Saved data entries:
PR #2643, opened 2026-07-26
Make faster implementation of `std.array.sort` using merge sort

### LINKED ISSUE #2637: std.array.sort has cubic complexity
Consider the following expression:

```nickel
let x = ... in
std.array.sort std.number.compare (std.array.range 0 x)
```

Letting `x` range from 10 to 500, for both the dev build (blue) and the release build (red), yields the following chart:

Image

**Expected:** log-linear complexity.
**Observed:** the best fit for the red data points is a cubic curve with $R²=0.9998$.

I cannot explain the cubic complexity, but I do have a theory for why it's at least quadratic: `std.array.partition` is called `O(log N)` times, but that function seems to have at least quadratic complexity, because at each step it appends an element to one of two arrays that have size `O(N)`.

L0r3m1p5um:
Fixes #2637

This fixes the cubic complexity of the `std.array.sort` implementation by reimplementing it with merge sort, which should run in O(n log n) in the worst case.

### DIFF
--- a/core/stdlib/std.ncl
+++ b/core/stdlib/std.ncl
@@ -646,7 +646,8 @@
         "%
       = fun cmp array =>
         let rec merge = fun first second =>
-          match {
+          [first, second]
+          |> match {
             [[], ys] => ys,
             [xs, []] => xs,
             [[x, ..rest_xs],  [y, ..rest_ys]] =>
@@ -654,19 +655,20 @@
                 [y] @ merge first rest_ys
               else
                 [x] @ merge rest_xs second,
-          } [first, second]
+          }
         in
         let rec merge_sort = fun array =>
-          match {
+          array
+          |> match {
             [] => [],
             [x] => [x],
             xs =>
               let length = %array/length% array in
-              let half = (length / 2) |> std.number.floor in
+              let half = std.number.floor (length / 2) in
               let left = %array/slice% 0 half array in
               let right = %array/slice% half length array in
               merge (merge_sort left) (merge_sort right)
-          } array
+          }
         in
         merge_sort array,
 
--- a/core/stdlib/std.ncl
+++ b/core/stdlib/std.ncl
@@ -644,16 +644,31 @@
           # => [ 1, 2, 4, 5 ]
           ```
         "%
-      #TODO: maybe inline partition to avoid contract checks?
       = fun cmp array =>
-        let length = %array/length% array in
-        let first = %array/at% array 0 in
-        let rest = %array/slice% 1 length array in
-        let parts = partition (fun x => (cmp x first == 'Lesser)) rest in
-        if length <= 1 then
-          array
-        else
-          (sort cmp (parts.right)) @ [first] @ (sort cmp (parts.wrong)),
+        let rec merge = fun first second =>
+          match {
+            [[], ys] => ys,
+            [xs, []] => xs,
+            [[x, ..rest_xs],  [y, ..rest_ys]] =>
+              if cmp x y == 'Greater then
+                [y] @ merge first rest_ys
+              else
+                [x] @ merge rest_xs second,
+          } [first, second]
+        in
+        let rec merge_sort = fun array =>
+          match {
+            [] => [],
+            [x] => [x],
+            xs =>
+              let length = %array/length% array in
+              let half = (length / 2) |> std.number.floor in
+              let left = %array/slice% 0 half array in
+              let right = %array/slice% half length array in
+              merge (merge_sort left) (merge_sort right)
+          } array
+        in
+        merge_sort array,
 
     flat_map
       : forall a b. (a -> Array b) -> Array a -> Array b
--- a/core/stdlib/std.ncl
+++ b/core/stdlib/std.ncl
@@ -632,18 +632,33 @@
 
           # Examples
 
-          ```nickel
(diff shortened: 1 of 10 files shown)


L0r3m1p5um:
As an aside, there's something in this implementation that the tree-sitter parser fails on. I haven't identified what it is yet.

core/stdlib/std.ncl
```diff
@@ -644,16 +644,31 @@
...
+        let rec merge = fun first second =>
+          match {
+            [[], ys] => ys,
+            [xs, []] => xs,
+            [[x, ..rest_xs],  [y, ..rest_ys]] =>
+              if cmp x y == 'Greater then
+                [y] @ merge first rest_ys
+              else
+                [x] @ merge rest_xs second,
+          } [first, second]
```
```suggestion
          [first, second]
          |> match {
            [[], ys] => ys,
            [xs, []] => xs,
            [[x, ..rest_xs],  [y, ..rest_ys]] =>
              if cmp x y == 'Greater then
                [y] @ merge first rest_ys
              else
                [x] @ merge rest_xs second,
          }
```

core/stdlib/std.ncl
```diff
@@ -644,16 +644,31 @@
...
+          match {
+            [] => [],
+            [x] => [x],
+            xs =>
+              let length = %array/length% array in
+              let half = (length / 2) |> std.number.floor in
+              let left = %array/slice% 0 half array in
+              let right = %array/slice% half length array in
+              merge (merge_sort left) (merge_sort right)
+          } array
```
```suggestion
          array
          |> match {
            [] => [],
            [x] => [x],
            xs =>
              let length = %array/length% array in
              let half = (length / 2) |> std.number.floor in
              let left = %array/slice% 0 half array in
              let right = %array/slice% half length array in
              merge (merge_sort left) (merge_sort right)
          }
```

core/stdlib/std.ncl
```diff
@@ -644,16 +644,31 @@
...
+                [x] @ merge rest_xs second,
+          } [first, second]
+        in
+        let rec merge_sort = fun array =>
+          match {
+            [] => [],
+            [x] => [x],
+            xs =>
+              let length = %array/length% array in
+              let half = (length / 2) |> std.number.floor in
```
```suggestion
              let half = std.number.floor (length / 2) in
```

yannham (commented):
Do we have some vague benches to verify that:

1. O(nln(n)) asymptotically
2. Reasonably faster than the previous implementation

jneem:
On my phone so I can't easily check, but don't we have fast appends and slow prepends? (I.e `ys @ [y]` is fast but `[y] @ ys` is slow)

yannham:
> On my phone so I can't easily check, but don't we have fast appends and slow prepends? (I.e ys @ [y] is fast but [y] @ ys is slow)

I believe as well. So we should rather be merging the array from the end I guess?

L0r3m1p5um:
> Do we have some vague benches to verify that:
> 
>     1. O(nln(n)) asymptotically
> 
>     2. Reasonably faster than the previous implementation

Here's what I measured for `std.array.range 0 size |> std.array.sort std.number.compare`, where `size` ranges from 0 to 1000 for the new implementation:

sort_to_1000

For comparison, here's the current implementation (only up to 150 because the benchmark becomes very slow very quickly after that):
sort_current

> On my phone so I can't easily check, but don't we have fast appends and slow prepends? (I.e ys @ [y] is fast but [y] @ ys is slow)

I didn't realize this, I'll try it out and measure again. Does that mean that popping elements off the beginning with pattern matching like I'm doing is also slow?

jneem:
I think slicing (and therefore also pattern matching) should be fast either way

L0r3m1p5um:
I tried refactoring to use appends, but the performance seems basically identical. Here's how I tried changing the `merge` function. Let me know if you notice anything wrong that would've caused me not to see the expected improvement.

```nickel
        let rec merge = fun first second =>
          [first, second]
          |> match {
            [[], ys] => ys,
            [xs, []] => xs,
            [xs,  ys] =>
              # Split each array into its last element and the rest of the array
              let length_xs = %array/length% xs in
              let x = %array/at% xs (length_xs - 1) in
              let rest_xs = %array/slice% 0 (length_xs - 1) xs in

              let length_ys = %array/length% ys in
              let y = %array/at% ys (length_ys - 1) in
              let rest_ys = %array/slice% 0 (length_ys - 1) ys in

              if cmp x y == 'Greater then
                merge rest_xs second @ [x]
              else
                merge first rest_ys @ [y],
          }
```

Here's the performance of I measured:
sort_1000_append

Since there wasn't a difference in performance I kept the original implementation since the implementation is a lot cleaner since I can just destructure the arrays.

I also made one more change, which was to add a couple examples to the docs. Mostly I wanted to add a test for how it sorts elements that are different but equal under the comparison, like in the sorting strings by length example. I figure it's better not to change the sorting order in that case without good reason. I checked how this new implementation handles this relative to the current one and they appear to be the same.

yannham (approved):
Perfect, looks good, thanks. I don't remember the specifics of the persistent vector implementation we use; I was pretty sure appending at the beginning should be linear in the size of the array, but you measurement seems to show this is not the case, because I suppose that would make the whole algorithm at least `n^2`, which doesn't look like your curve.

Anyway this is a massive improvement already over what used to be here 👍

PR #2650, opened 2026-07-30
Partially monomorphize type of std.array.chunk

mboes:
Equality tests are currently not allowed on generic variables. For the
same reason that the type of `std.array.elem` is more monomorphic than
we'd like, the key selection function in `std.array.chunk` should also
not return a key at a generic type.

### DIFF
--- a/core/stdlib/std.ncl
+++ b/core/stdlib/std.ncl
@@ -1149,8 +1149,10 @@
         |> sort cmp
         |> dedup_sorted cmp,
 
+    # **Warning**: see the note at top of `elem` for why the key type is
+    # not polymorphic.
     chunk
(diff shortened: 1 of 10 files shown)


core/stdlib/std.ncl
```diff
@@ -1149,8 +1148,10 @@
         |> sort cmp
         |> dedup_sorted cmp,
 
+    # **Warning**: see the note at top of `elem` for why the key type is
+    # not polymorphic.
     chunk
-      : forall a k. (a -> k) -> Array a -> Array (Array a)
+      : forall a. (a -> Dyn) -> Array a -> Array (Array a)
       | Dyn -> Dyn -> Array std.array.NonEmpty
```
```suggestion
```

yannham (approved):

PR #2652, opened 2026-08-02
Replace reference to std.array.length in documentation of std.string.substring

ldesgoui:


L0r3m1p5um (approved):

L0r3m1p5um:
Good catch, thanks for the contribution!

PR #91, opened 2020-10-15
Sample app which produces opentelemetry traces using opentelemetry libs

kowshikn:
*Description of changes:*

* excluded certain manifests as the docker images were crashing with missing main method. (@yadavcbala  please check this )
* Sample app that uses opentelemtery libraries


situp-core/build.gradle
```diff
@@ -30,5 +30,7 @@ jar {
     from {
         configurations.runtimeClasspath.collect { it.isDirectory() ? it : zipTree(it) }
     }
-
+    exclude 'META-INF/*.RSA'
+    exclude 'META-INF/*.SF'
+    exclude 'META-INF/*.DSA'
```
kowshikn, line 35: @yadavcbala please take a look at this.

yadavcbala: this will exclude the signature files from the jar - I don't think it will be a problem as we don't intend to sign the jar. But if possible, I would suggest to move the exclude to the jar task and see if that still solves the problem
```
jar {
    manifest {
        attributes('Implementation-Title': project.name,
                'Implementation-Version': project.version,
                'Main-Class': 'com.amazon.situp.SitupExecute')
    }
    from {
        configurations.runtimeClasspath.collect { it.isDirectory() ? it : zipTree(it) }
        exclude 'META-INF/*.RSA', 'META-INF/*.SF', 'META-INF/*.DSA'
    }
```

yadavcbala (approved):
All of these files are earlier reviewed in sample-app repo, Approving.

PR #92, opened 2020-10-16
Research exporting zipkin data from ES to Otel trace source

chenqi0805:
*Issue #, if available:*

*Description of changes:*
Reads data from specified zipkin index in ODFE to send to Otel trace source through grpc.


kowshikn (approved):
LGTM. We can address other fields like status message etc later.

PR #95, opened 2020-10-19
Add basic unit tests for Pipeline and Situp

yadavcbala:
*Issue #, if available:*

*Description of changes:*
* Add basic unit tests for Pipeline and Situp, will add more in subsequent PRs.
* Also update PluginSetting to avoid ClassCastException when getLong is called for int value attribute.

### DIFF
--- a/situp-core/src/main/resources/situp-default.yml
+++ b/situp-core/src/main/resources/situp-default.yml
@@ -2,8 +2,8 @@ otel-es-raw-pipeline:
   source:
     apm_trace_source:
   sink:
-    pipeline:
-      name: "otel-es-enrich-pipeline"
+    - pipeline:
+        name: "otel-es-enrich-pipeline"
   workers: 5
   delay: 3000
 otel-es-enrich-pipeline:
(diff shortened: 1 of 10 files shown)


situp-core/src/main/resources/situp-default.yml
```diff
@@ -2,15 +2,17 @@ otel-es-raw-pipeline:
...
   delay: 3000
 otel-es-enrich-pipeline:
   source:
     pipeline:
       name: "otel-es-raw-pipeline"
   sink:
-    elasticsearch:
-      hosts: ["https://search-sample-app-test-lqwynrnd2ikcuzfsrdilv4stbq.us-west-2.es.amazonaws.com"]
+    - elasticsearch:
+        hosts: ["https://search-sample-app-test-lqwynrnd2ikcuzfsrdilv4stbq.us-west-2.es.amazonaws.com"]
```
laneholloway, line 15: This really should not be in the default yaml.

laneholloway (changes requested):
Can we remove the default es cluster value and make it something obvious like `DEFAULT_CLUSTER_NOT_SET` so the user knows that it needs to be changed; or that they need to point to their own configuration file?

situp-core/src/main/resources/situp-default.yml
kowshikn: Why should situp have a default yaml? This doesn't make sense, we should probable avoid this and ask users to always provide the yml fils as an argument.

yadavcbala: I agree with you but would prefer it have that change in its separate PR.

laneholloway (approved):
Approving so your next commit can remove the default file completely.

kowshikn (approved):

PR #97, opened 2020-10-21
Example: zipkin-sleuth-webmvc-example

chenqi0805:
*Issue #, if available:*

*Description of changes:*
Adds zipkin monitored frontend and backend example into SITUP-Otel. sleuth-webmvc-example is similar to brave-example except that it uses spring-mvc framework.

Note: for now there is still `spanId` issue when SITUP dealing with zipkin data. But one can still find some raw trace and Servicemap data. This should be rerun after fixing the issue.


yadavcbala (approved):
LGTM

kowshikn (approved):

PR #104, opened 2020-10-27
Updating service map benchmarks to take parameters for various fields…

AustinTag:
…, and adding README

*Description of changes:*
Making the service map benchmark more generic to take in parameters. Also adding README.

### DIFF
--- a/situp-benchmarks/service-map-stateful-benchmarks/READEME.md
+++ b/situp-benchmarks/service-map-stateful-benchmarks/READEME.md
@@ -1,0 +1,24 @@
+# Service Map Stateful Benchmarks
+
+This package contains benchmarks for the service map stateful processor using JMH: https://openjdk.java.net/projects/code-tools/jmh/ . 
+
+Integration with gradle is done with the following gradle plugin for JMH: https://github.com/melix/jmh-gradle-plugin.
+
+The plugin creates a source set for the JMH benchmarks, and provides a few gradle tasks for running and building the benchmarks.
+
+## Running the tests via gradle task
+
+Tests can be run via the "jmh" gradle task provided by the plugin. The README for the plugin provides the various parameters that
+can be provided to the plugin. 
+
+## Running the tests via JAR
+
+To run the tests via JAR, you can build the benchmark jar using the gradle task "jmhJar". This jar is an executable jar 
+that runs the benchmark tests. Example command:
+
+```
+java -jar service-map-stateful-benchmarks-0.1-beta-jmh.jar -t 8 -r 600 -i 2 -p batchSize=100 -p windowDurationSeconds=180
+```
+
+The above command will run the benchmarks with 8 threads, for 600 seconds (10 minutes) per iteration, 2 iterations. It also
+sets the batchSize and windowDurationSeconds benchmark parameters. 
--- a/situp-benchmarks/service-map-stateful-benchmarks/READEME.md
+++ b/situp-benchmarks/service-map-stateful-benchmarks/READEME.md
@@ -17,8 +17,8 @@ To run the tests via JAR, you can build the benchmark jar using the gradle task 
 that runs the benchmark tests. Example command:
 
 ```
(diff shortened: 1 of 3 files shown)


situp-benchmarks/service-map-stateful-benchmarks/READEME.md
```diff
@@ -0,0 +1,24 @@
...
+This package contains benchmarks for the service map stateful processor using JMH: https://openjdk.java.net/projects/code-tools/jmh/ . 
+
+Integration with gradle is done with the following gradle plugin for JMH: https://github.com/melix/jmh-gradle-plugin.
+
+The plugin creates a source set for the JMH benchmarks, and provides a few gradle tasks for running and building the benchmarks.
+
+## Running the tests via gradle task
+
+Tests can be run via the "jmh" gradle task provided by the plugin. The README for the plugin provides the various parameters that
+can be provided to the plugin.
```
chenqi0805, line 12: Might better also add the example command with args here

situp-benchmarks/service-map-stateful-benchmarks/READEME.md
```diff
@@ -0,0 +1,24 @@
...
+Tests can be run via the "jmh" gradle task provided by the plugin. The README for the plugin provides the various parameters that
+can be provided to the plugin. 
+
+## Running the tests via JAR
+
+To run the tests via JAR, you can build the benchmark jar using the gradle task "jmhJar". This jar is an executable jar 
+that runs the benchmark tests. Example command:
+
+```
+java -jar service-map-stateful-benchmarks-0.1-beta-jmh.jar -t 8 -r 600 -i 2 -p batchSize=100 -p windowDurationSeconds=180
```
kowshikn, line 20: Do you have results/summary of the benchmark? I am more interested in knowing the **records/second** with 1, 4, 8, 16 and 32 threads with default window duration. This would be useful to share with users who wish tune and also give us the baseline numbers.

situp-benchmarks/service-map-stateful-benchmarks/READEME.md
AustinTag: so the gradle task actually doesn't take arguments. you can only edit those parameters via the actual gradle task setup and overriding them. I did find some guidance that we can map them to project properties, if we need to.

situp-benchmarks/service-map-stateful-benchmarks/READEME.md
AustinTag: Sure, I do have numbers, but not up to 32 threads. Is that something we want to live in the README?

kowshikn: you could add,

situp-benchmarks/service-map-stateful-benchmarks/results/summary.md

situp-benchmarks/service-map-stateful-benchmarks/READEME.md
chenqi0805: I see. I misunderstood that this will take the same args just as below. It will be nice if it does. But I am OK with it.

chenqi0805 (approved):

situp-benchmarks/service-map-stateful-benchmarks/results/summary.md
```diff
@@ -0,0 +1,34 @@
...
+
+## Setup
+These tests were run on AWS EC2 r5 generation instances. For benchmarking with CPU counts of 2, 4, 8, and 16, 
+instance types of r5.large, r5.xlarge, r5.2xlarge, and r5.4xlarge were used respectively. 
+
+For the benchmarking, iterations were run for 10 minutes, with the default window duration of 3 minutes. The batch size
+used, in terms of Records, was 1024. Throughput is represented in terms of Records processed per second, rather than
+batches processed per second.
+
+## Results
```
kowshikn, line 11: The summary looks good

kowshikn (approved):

EXERCISE PROMPT
Which of the lines above include the word "matching"? List those lines.

YOUR SOLUTION
I didn't realize this, I'll try it out and measure again. Does that mean that popping elements off the beginning with pattern matching like I'm doing is also slow?
I think slicing (and therefore also pattern matching) should be fast either way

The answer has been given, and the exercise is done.